Exercise:
Search the entries for the word "issues" and copy each line that has it.

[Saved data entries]
..............................

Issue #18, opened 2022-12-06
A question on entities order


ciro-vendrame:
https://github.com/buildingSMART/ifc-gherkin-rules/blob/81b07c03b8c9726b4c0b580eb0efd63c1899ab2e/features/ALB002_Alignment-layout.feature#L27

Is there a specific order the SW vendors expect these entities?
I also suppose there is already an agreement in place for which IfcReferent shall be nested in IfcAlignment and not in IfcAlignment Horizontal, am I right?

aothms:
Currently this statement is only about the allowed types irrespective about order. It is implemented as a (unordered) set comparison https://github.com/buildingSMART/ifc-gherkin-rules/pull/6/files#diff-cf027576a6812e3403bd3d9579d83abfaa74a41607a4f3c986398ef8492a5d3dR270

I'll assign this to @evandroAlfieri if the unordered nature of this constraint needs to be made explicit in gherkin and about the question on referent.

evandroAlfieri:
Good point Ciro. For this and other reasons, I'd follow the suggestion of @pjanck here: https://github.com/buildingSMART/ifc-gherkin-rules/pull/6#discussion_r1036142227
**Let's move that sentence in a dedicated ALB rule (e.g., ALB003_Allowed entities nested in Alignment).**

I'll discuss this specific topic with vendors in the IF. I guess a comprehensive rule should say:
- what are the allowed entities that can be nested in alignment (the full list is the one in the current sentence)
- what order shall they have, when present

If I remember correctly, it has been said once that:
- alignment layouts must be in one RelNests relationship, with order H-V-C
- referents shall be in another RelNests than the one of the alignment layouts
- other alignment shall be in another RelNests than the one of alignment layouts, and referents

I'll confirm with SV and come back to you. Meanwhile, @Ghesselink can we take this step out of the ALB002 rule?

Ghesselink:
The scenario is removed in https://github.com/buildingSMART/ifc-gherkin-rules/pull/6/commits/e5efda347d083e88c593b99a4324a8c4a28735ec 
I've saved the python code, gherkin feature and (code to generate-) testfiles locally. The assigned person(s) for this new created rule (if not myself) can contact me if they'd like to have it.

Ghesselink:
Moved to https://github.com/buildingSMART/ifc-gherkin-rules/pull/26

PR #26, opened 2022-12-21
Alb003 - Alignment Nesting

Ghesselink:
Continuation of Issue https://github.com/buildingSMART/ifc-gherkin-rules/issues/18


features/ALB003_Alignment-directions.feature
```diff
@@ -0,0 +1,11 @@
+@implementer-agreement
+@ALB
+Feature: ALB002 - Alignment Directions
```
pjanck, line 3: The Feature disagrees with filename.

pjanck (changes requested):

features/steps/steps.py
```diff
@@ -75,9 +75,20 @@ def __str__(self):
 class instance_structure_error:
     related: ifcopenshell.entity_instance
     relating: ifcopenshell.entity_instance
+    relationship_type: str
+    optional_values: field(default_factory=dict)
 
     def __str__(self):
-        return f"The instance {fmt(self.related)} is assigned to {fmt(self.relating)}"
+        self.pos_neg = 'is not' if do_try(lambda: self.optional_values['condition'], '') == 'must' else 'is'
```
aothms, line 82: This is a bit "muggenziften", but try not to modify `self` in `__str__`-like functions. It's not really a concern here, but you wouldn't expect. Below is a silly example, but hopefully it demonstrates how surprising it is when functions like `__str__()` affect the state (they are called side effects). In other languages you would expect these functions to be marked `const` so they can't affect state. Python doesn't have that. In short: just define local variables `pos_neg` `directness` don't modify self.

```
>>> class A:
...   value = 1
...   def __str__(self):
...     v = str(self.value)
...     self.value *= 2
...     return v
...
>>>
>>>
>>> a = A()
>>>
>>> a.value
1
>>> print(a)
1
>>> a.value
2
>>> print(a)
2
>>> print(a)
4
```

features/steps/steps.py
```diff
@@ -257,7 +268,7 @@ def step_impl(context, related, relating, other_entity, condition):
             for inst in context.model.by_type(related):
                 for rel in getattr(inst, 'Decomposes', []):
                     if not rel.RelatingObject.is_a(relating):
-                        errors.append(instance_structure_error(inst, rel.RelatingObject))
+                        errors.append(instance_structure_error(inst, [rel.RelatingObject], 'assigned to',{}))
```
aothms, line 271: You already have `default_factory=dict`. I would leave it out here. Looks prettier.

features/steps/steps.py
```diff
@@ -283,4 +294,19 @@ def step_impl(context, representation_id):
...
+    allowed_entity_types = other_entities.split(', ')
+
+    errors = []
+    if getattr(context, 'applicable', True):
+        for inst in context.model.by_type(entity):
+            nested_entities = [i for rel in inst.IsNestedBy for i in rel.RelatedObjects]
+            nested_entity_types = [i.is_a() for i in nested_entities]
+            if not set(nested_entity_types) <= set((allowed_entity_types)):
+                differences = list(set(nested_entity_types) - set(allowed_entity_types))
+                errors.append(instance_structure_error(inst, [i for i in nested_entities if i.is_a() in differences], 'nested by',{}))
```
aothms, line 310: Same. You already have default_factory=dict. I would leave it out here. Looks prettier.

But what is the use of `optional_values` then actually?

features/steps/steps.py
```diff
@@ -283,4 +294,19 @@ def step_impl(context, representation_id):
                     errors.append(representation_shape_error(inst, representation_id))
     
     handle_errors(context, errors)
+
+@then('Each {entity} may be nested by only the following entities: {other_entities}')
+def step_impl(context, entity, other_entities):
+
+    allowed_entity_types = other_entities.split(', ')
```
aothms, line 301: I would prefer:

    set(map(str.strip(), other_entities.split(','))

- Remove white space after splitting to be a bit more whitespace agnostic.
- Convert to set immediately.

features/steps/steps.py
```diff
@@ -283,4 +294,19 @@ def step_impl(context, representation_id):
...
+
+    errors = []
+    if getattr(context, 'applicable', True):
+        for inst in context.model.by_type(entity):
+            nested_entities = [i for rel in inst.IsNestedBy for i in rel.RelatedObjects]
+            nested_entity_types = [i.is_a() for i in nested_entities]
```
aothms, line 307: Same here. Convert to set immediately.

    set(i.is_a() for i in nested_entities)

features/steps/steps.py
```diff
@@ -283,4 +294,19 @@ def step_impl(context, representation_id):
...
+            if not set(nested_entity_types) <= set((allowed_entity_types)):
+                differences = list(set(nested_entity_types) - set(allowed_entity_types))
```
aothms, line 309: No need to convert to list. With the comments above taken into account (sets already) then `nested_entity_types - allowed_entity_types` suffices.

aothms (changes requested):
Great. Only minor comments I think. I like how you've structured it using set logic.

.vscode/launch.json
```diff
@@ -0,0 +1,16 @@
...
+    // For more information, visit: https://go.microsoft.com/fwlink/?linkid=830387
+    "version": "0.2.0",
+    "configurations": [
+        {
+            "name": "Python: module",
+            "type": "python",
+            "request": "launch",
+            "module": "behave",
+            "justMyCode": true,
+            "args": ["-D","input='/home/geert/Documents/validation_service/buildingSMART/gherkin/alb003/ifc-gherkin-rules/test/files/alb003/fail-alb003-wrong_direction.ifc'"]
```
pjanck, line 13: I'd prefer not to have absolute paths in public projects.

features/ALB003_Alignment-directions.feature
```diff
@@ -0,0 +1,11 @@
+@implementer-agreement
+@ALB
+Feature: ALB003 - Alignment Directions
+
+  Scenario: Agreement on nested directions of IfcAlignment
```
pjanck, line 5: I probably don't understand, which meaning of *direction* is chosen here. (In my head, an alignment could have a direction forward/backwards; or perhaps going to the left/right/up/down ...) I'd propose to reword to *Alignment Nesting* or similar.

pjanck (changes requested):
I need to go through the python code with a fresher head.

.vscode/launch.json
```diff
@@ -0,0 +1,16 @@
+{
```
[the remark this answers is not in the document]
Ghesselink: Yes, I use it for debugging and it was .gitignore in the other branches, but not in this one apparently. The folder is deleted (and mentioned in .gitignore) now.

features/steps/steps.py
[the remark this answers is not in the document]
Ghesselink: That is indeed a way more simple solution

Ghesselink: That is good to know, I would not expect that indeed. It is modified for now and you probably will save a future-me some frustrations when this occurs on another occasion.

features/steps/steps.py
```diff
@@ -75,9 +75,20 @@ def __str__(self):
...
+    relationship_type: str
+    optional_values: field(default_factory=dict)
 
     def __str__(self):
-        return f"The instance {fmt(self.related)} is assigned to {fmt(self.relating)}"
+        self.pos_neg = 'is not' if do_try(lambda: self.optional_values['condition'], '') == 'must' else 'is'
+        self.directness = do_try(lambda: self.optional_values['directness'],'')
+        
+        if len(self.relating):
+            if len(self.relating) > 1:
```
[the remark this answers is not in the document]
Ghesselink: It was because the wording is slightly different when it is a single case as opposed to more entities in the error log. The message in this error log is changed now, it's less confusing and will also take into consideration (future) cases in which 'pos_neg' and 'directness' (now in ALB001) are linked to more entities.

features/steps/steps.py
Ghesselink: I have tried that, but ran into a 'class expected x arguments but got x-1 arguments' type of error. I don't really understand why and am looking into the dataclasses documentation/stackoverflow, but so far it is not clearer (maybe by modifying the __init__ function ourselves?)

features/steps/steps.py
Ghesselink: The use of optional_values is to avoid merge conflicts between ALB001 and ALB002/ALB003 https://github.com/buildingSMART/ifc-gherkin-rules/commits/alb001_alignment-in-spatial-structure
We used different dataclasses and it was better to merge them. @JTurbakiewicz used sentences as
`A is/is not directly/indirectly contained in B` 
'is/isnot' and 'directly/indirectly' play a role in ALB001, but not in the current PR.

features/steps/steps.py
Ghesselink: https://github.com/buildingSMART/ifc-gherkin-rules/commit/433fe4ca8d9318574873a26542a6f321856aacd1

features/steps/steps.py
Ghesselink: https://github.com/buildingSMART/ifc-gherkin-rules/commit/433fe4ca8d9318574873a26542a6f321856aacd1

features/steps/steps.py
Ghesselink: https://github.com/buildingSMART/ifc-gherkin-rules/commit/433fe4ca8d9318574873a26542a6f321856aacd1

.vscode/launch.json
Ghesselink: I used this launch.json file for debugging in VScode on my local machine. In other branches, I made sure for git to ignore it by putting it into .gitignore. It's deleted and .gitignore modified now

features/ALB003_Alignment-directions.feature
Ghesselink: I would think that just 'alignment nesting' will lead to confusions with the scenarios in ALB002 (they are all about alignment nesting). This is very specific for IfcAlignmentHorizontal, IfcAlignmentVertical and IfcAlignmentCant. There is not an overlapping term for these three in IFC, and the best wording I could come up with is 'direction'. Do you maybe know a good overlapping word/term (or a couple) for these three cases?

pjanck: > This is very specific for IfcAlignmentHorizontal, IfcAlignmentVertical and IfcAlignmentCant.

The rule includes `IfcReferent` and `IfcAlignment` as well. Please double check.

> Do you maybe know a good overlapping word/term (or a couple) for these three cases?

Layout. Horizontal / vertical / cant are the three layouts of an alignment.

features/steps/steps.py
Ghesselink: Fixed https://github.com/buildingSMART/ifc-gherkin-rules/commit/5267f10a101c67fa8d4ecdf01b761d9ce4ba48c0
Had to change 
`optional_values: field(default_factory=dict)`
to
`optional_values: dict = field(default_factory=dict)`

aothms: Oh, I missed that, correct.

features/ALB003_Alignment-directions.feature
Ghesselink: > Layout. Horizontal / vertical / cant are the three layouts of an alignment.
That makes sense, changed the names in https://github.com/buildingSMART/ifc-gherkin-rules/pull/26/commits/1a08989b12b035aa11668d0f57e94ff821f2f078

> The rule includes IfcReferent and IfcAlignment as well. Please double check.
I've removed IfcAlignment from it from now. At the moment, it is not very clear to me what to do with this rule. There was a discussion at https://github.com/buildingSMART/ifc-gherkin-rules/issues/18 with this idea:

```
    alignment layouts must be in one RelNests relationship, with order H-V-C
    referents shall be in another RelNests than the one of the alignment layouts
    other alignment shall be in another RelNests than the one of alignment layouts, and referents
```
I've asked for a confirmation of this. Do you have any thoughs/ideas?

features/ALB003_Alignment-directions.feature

..............................

Written solution:
Continuation of Issue https://github.com/buildingSMART/ifc-gherkin-rules/issues/18
I've removed IfcAlignment from it from now. At the moment, it is not very clear to me what to do with this rule. There was a discussion at https://github.com/buildingSMART/ifc-gherkin-rules/issues/18 with this idea:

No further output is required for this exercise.